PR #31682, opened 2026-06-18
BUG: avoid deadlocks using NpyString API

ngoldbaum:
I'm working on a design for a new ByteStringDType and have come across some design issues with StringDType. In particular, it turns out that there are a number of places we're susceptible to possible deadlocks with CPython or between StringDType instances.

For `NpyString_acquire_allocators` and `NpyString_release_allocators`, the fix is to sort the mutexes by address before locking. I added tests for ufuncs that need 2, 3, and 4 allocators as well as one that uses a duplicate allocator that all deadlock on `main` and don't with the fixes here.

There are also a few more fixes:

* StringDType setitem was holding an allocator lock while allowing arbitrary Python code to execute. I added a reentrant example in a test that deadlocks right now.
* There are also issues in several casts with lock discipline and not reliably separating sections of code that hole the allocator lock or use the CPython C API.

**INSTRUCTIONS FOR THE TASK**
Look over the entries for "StringDType", then copy every line that includes that string.

**WRITTEN ANSWER**
I'm working on a design for a new ByteStringDType and have come across some design issues with StringDType. In particular, it turns out that there are a number of places we're susceptible to possible deadlocks with CPython or between StringDType instances.
* StringDType setitem was holding an allocator lock while allowing arbitrary Python code to execute. I added a reentrant example in a test that deadlocks right now.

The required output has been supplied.